(Entries shown)

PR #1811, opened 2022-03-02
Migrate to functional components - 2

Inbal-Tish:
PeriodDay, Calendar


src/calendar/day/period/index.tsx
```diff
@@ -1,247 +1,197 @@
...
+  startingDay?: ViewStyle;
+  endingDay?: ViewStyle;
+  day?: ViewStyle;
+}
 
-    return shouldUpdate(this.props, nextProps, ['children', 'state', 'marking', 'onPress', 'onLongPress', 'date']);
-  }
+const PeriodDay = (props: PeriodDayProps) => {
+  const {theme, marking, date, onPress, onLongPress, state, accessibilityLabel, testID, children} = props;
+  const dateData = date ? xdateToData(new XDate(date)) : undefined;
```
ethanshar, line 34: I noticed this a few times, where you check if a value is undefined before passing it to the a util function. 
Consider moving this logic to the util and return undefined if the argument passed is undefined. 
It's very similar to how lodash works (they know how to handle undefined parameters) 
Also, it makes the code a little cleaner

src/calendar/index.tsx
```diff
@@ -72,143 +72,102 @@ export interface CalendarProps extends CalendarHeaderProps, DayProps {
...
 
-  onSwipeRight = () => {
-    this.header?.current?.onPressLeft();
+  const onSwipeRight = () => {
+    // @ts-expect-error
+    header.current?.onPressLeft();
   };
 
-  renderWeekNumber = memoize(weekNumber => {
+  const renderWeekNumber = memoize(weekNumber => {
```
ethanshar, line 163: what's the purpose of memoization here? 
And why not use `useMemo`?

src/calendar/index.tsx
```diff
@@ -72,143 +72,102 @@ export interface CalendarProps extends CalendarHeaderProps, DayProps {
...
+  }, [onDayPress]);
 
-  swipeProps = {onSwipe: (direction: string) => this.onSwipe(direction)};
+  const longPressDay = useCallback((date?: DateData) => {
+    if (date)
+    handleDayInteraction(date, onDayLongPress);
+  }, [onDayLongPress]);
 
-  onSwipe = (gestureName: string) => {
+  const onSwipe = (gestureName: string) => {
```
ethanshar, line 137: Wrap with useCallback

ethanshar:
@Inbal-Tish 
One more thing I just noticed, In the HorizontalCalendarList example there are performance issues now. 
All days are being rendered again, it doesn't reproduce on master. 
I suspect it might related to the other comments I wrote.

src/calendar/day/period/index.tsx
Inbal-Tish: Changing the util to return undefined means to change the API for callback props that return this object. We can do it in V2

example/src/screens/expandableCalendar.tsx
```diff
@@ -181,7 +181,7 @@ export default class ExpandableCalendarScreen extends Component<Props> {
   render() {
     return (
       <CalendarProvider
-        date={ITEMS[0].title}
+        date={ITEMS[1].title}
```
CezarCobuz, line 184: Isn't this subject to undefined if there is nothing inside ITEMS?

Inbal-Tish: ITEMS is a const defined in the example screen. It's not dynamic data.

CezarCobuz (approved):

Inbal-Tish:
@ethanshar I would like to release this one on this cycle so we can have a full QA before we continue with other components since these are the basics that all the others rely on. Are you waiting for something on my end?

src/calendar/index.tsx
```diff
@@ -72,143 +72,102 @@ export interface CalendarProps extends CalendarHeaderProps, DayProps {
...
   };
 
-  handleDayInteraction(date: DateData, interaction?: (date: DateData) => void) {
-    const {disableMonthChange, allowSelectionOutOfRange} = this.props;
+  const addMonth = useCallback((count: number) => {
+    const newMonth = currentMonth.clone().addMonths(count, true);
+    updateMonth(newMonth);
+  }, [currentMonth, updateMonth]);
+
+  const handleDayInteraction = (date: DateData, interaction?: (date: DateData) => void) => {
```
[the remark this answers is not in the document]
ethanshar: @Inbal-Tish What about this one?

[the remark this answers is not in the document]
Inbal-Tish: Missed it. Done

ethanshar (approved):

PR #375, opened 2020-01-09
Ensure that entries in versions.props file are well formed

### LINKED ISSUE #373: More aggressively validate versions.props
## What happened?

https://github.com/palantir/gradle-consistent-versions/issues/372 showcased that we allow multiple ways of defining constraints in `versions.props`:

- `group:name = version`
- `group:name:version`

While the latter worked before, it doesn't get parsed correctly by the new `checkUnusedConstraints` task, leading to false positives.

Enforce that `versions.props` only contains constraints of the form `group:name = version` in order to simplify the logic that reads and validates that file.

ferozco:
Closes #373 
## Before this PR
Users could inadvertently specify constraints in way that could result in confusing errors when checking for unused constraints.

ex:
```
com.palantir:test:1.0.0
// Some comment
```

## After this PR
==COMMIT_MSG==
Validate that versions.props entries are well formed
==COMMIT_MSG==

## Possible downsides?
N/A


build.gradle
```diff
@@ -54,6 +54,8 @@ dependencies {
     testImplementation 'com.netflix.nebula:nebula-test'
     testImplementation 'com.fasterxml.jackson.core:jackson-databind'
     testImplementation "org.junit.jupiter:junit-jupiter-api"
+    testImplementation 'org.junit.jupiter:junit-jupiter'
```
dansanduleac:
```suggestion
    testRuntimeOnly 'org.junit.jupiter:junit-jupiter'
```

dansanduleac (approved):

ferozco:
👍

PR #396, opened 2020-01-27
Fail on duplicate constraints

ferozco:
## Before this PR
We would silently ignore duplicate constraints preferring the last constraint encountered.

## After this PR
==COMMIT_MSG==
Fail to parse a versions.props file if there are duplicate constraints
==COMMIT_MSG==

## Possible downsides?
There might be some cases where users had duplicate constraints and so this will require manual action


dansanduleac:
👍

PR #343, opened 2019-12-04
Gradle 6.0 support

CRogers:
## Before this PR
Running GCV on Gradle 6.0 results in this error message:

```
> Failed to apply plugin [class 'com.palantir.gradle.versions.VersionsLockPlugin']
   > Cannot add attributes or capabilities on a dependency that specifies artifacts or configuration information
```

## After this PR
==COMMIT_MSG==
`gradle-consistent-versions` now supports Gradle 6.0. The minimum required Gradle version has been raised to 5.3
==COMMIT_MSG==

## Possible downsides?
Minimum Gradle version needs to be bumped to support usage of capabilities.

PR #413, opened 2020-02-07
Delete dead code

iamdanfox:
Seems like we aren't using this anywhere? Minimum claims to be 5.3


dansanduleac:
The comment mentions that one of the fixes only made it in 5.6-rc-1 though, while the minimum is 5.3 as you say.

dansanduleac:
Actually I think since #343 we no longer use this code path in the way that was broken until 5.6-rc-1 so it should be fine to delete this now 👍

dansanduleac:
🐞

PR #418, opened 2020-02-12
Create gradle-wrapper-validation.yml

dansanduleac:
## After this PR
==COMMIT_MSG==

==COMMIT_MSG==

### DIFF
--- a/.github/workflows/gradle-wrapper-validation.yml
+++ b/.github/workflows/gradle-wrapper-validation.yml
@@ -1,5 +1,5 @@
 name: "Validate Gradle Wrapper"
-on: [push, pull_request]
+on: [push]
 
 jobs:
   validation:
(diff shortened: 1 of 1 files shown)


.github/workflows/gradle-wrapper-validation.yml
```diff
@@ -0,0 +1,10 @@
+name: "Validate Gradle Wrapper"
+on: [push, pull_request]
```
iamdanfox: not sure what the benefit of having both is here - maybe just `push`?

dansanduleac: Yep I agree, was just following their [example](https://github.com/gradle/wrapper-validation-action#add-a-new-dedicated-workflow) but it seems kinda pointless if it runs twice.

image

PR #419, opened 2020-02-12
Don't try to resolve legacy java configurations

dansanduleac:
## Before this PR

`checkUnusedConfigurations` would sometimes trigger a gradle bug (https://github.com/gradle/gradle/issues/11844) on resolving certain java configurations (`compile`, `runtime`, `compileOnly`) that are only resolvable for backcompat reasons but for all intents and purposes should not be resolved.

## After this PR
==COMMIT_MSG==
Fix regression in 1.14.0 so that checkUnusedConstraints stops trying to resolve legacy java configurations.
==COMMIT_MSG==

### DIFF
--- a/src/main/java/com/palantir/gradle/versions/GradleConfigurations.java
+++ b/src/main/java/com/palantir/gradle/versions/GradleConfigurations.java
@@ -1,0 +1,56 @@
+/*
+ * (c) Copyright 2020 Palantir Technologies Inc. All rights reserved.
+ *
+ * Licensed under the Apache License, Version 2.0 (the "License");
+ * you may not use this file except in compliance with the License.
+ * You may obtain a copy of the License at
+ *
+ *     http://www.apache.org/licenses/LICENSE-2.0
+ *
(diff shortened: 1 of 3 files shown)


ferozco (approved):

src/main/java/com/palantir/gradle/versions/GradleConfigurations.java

(End Entries shown)

> Work instructions: Read through the records above and copy the lines that contain "weekNumber".

> Solution:
-  renderWeekNumber = memoize(weekNumber => {
+  const renderWeekNumber = memoize(weekNumber => {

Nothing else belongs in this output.